Flexionexcellent – great last sentence  – wife-husband relationship.

Ashes –  excellent – great last sentence –  son-mother and recently deceased father relationship.

Laminex and Mirrors wonderful….very funny yet touching.
Narrator is an 18 yr cleaning girl in hospital who establishes a connection  with an old dying man.  The matron keeps a close eye on our young girl when she lingers too long with her new friend: ”matron calls her in a tone of permafrost…she snaps in an  enraged whisper.” The old man is whisked away by the girl for a surprise  hot steaming bath. ” Haven’t felt this way in years…weightless.” The old man also gets at the desired but forbidden cigarette from this young cleaner…he’s elated and says “Your blood is worth bottling.”

Tender – Honest, often-hilarious perspective of family life with the backdrop of an approaching appointment for the mother’s biopsy. She remains the Rock of Gibraltar for her family despite her fears.

Like a House on Fire – Hilarious description of father who is chief child-care provider (…suffering from lower back pain)…while he gets the Christmas decorations from the attic…puts the tree in the bucket with bricks to anchor it. The children are not in the Xmas mood but Dad says: “TV of off until every piece of tinsel is on the tree!” Family life and on Christmas eve and relationship with wife endearing and told in details we all see around the house!Absolutely terrific!! It seems every story gets better and better!

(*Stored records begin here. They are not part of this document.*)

PR #53, opened 2022-03-07
Chore/build netlify

### LINKED ISSUE #52: Fix netlify redirects
As the block explorer is a SPA we need redirects back to index.html

There is an issue with netlify in that it is not picking up config files from subdirectories.

Is is not possible to set a config file path or redirects in the UI

A small script to move the app level config to the root should fix the issues, but is inelegant and annoying

dexturr:
Closes #52

### DIFF
--- a/apps/explorer/project.json
+++ b/apps/explorer/project.json
@@ -75,7 +75,7 @@
         ]
       }
     },
-    "build:netlify": {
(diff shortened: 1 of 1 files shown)


edd (approved):
Not ideal, but totally workable!

PR #55, opened 2022-03-07
Test/cypress bdd integration

### LINKED ISSUE #38: Map out E2E testing framework
Create pages objects and test ids for all the pages on the block explorer site incl. common methods used for testing

jtsang586:
Closes #38 

Tests add for navigating and verifying all the main pages of block explorer. 

Fully expecting a lot of tests to fail when more gets added to the explorer which will be picked up and fixed in future PRs.


apps/explorer-e2e/src/support/pages/base-page.js
```diff
@@ -0,0 +1,79 @@
...
+
+  navigateToNetworkParameters() {
+    cy.get(`a[href='${this.networkParametersUrl}']`).click();
+  }
+
+  navigateToValidators() {
+    cy.get(`a[href='${this.validatorsUrl}']`).click();
+  }
+
+  search(searchText) {
```
Ditmir-Vega, line 50: should update the nming to be more explicit 'i. searchForTransaction , searchForMarket, searchForBlock ...

apps/explorer-e2e/src/support/pages/transactions-page.js
```diff
@@ -0,0 +1,37 @@
...
+    cy.getByTestId(this.validatorLink).first().should('not.be.empty');
+    cy.getByTestId(this.blockTime).first().should('not.be.empty');
+  }
+
+  validateRefreshBtn() {
+    cy.getByTestId(this.blockHeight)
+      .first()
+      .invoke('text')
+      .then((blockHeightTxt) => {
+        cy.wait(1000); // eslint-disable-line cypress/no-unnecessary-waiting
```
Ditmir-Vega, line 24: anything we can do to make this more implicit ?

Ditmir-Vega:
1. Do you have a CI / Yml file for running this on PR's ?
2. Is there a cypress config file in here ? i couldn't see one

apps/explorer-e2e/src/support/pages/base-page.js
jtsang586: In future iterations the inherited pages will have more specific methods for searching. Currently AFAIK the search doesn't work properly so this isn't being used at all yet.

apps/explorer-e2e/src/support/pages/transactions-page.js
jtsang586: Yeah I'd like to avoid the wait if possible. I can't think of a much better way to do this. Possibly putting it in a loop to keep clicking the refresh button until the block has changed but I think that's overkill for this.

jtsang586:
> 1. Do you have a CI / Yml file for running this on PR's ?
> 2. Is there a cypress config file in here ? i couldn't see one

1. Not in the PR, got a separate ticket to add tests to CI 
2. Cypress file is here: frontend-monorepo/apps/explorer-e2e/cypress.json

PR #58, opened 2022-03-07
Feat/41 blocks styling

### LINKED ISSUE #41: blocks & blocks/:id styling

sam-keen:
Closes #41 

Styling for the first pass at the block home and block:id routes.

Screenshot 2022-03-07 at 19 59 23

Screenshot 2022-03-07 at 19 59 12


apps/explorer/src/app/components/jump-to-block/index.tsx
```diff
@@ -20,8 +20,20 @@ export const JumpToBlock = () => {
...
-      <input type={'submit'} value={'Go'} />
+      <label
+        htmlFor="block-input"
+        className="block uppercase text-h5 font-bold"
+      >
+        Jump to block
+      </label>
+      <input
+        id="block-input"
+        type={'tel'}
```
mattrussell36, line 31: No need for curly braces here. Same goes for other props in this PR

```suggestion
        type='tel'
```

apps/explorer/src/app/components/blocks/home/blocks-refetch.tsx
```diff
@@ -0,0 +1,11 @@
+interface BlocksRefetchProps {
+  refetch: () => void;
+}
+
+export const BlocksRefetch = ({ refetch }: BlocksRefetchProps) => {
+  return (
+    <button onClick={() => refetch()} className="underline mb-28">
```
mattrussell36, line 7: I can see this being a <ButtonLink /> component in UI toolkit. Basically something we semantically need to be a button but looks like a text link

apps/explorer/src/app/components/blocks/home/blocks-table.tsx
```diff
@@ -12,31 +12,34 @@ interface BlocksProps {
 
 export const BlocksTable = ({ data, showTransactions }: BlocksProps) => {
   if (!data?.result) {
-    return <>No block data</>;
+    return <div className="mb-28">Awaiting block data</div>;
```
mattrussell36, line 15: <p> tag here?

apps/explorer/src/app/components/jump-to-block/index.tsx
```diff
@@ -20,8 +20,20 @@ export const JumpToBlock = () => {
...
     <form onSubmit={handleSubmit}>
-      <input type={'tel'} name={'blockNumber'} placeholder={'Block number'} />
-      <input type={'submit'} value={'Go'} />
+      <label
+        htmlFor="block-input"
+        className="block uppercase text-h5 font-bold"
+      >
+        Jump to block
+      </label>
+      <input
```
mattrussell36, line 29: You could use the input component from ui toolkit now? 

You'll need to either:
- Update the input to allow rendering of a integrated button. 
- Or (and IMO the simpler/better solution for now) just use the input and button components from ui toolkit wrapped in a container with display flex.

apps/explorer/src/app/components/blocks/home/blocks-table.tsx
```diff
@@ -12,31 +12,34 @@ interface BlocksProps {
...
+              <td className="pl-4 py-2">
+                <Link
+                  to={`/blocks/${block.header?.height}`}
+                  className="text-vega-yellow"
+                >
                   {block.header?.height}
                 </Link>
               </td>
-              <td>
+              <td className="px-8 text-center">
```
mattrussell36, line 32: Lets avoid duplicating these classNames with a table cell component?

```
// in compoments/table/table.tsx
const TableCell = ({ children, className }) => {
  const cellClasses = classnames(
    'px-8', // default styles
    className
  )
  return <td className={cellClasses}>{children}</td>
}

// then use
<TableCell className="text-center">
```

apps/explorer/src/app/components/truncate/truncate.tsx
```diff
@@ -0,0 +1,57 @@
...
+/**
+ * Truncates a string of text from the center showing a specified number
+ * of characters from the start and end. Optionally takes a children as
+ * a render props so truncated text can be used inside other elements such
+ * as links
+ */
+export function TruncateInline({
+  text,
+  className,
+  style,
```
mattrussell36, line 23: Looks like we dont need a style prop

apps/explorer/src/app/routes/blocks/home/index.tsx
```diff
@@ -15,8 +15,8 @@ const Blocks = () => {
   return (
     <>
       <section>
-        <h1>Blocks</h1>
-        <button onClick={() => refetch()}>Refresh to see latest blocks</button>
+        <h1 className="route-header">Blocks</h1>
```
mattrussell36, line 18: Lets try and embrace tailwind a bit more and just make a <RouteHeader /> component. Added benefit to getting auto completion rather than having to remember/hunt down a className.

```suggestion
        <RouteHeader>Blocks</RouteHeader>
```

apps/explorer/src/styles.css
```diff
@@ -1,4 +1,26 @@
 /* You can add global styles to this file, and also import other style files */
 @tailwind base;
 @tailwind components;
+
+.route-header {
```
mattrussell36, line 5: As per other comment, lets embrace tailwind a bit more. Lets just add components for these styles.

mattrussell36 (changes requested):

dexturr:
https://github.com/vegaprotocol/frontend-monorepo/pull/58#issuecomment-1061074310 

Will be fixed by a rebase

apps/explorer/src/app/components/blocks/home/blocks-table.tsx
sam-keen: Yeah, I wanted block positioning properties and a bit of margin, felt that a div was better than having to use a longhand fragment with a classname and extra CSS to avoid being inline

apps/explorer/src/app/components/txs/txs-per-block/index.tsx
```diff
@@ -24,28 +27,44 @@ export const TxsPerBlock = ({ blockHeight }: TxsPerBlockProps) => {
...
+            <td>Transaction</td>
+            <td>From</td>
+            <td>Type</td>
+          </tr>
+        </thead>
+        <tbody>
+          {decodedBlockData &&
+            decodedBlockData.map(({ TxHash, PubKey, Type }, index) => {
+              return (
+                <tr key={index}>
```
dexturr, line 43:
```suggestion
                <tr key={TxHash}>
```

apps/explorer/src/app/routes/blocks/id/index.tsx
```diff
@@ -23,24 +23,29 @@ const Block = () => {
...
+        <tr className="table-bordered-tr">
+          <td className="table-bordered-td">Mined by</td>
+          <td className="table-bordered-td">
+            <Link
+              className="text-vega-yellow"
+              to={`/validators/${header.proposer_address}`}
+            >
               {header.proposer_address}
             </Link>
           </td>
```
edd, line 37: **Nitpick (non-blocking)**: These should be `<th scope=“col”>` elements, as they’re headers. You could also wrap the `<tr>` in a `<thead>` block, but it’s also non-essential. This definitely doesn’t block anything.

apps/explorer/src/app/components/txs/txs-per-block/index.tsx
```diff
@@ -24,28 +27,44 @@ export const TxsPerBlock = ({ blockHeight }: TxsPerBlockProps) => {
...
-                </td>
-                <td>{PubKey}</td>
-                <td>{Type}</td>
-              </tr>
-            );
-          })}
-      </tbody>
-    </table>
+    <div className="overflow-x-auto whitespace-nowrap mb-28">
+      <table className="w-full">
```
dexturr, line 31: chore (blocking): HTML here is invalid (divs used as children of this component and that is invalid. IMO this shouldn't be a table and just a header with a content body below it

apps/explorer/src/app/components/blocks/home/blocks-refetch.tsx
sam-keen: Good shout. I've made a ticket for this: https://github.com/vegaprotocol/frontend-monorepo/issues/75

apps/explorer/src/app/routes/blocks/home/index.tsx
```diff
@@ -15,8 +15,8 @@ const Blocks = () => {
...
+        <BlocksRefetch refetch={refetch} />
         <BlocksTable data={data} />
       </section>
```
dexturr, line 21: chore (blocking): jump to block should be in section, remove wrapping fragment

dexturr: same in other route

apps/explorer/src/app/components/blocks/home/blocks-table.tsx
dexturr, line 15: chore (blocking): We will render this in an error state as well, should handle errors with feedback

apps/explorer/src/app/components/txs/txs-per-block/index.tsx
```diff
@@ -24,28 +27,44 @@ export const TxsPerBlock = ({ blockHeight }: TxsPerBlockProps) => {
...
-                  <Link to={`/txs/${TxHash}`}>{TxHash}</Link>
-                </td>
-                <td>{PubKey}</td>
-                <td>{Type}</td>
-              </tr>
-            );
-          })}
-      </tbody>
-    </table>
+    <div className="overflow-x-auto whitespace-nowrap mb-28">
```
dexturr, line 30: chore (blocking): needs loading/error states if this is going to be loading data

dexturr: As there may be >300 transactions per block so loading is going to take a while

apps/explorer/src/app/components/blocks/home/blocks-table.tsx
sam-keen: No problem. There's too much variety in the classes needed for defaults though, it's only a couple that use `px-8`, so I'd end up having to add extra classes to the other cells to undo the default. I'll make a component anyway and we can discuss whether to do more after.

apps/explorer/src/app/components/jump-to-block/index.tsx
sam-keen: Will do. I'm going to get this branch sorted without it for now as I want to unblock Edd, but I will revisit this. https://github.com/vegaprotocol/frontend-monorepo/issues/76

apps/explorer/src/app/components/blocks/home/blocks-table.tsx
```diff
@@ -12,31 +12,34 @@ interface BlocksProps {
 
 export const BlocksTable = ({ data, showTransactions }: BlocksProps) => {
   if (!data?.result) {
-    return <>No block data</>;
+    return <div className="mb-28">Awaiting block data</div>;
   }
 
   return (
     <Table>
```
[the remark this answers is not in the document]
sam-keen: @dexturr This data has to be loaded as a second step as it relies on the block data from a previous fetch. I can hoist it if strongly recommended, but I think that having the data loaded at the component level gives us that nice locality of behaviour.

apps/explorer/src/app/components/truncate/truncate.tsx
```diff
@@ -0,0 +1,54 @@
+import * as React from 'react';
+
+const ELLIPSIS = '\u2026';
```
dexturr, line 3: praise (non-blocking): nicely done using proper ellipseses? Elipplisi? Elpipsisesses? Falndereseses?

apps/explorer/src/app/routes/blocks/id/index.tsx
```diff
@@ -23,24 +29,29 @@ const Block = () => {
...
-          <td>
-            <Link to={`/validators/${header.proposer_address}`}>
+      <RouteTitle>BLOCK {block}</RouteTitle>
+      <Table className="mb-28">
+        <TableRow modifier="bordered">
+          <TableHeader scope="row">Mined by</TableHeader>
+          <TableCell modifier="bordered">
+            <Link
+              className="text-vega-yellow"
+              to={`/validators/${header.proposer_address}`}
```
dexturr, line 39: chore (blocking): let's redirect to the all validators page until we build single valdiator pages

```suggestion
              to={"/validators"}
```

apps/explorer/src/app/components/render-fetched/index.tsx
```diff
@@ -0,0 +1,27 @@
...
+  if (loading) {
+    return <StatusMessage className={className}>Loading...</StatusMessage>;
+  }
+
+  if (error) {
+    return <StatusMessage className={className}>Error: {error}</StatusMessage>;
+  }
+
+  // eslint-disable-next-line react/jsx-no-useless-fragment
+  return <>{children}</>;
```
dexturr, line 26: question (non-blocking): can we just:
```suggestion
  return children;
```
and then we don't need the fragment?

apps/explorer/src/app/components/table/index.tsx
```diff
@@ -1,13 +1,88 @@
...
+    <th className={cellClasses} {...props}>
+      {children}
+    </th>
+  );
+};
+
+export const TableRow = ({
+  children,
+  className,
+  dataTestId,
```
dexturr, line 58: chore (blocking): As you  are spreading props, you don't need this. Just pass `data-testid="foo"` to the consumer and it will end up where you spread it (i.e. on the `tr`).

Few other instances of this

apps/explorer/src/app/components/blocks/block-data.tsx
```diff
@@ -0,0 +1,59 @@
...
+      className={className}
+    >
+      <TableRow dataTestId="block-row" modifier="background">
+        <TableCell
+          dataTestId="block-height"
+          className="pl-4 py-2"
+          aria-label="Block height"
+        >
+          <Link
+            to={`/blocks/${block.header?.height}`}
```
dexturr, line 25: chore (blocking): Instead of using `/blocks` hard codded can we use the `ROUTES.Blocks` from the router config so if we need to change routes it's only in a single place

dexturr: Other isntances of this in other places in the PR

apps/explorer/src/app/components/blocks/block-data.tsx
```diff
@@ -0,0 +1,59 @@
...
+          {block.num_txs === '1'
+            ? '1 transaction'
+            : `${block.num_txs} transactions`}
+        </TableCell>
+        <TableCell
+          dataTestId="validator-link"
+          className="px-8 text-center"
+          aria-label="Validator"
+        >
+          <Link to={`/validators/${block.header?.proposer_address}`}>
```
dexturr, line 45: Same as above
```suggestion
          <Link to={"/validators"}>
```

apps/explorer/src/app/components/blocks/home/blocks-table.tsx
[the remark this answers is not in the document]
dexturr: As we are expecting more TXs soon I think rendering early is better so i like your solution more now

apps/explorer/src/app/components/truncate/truncate.tsx
sam-keen: Haha! Bouncing it over to @mattrussell36 as this is his work :)

PR #62, opened 2022-03-08
Test/e2 e ci

### LINKED ISSUE #57: Add E2E tests to GA
Add tests to the CI pipeline so tests are run on every push to PR

jtsang586:
Run Cypress tests in CI

Closes #57

### DIFF
--- a/.github/workflows/cypress.yml
+++ b/.github/workflows/cypress.yml
@@ -30,9 +30,7 @@ jobs:
         uses: actions/setup-node@v2
         with:
           node-version: 16
-      - name: Install root dependencies and run tests
+      - name: Install root dependencies
         run: yarn install
-      - name: Build app
-        run: npx nx affected:e2e --target=build --parallel=3
-      - name: Run E2E tests
-        run: npx nx affected:e2e --target=test --parallel=2 --record --key ${{ secrets.CYPRESS_RECORD_KEY }}
+      - name: Run Cypress tests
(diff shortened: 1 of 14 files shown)


.github/workflows/cypress.yml
```diff
@@ -0,0 +1,36 @@
...
+jobs:
+  cypress-run:
+    name: Run end-to-end tests
+    runs-on: ubuntu-latest
+
+    steps:
+      - name: Checkout
+        uses: actions/checkout@v2
+        with:
+          ref: ${{ github.event.pull_request.head.ref }}
```
dexturr, line 22: chore (blocking): this ref will not exist if this is not a pull request but the tirggers are also on push. You will need to add a separate job for on push

dexturr: For push I suggest using the same approach they use here: https://nx.dev/ci/monorepo-ci-github-actions defining 2 steps one for push (lines: 13-24) and one for pull request (line 26) you have the PR one but we will need the other as well to ensure that nx affected also works properly on push

dexturr (changes requested):
Great stuff in general dude :+1: nicely done, one small edge case which is hard to miss though push events will cause this to fail, have put some suggestion on how to fix this down 👍 

If you need to test the push flow you can always change the trigger to work on push of your branch only while testing the CI.

.github/workflows/cypress.yml
jtsang586: Done!

dexturr (approved):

Bravo Cate Kennedy,  this was the BEST story!

 

Conclusion:

  1. These are the notes I made about the first five short stories.
  2. It seem every story got increasingly better!
  3. Unfortunately….the rest of the stories failed to dazzle me.
  4. The first 5 stories tasted like a sparking glass of champagne
  5. ….they went straight to my head!
  6. The last 10 stories tasted like sparkling water
  7. … refreshing but without the ‘bubble buzz’.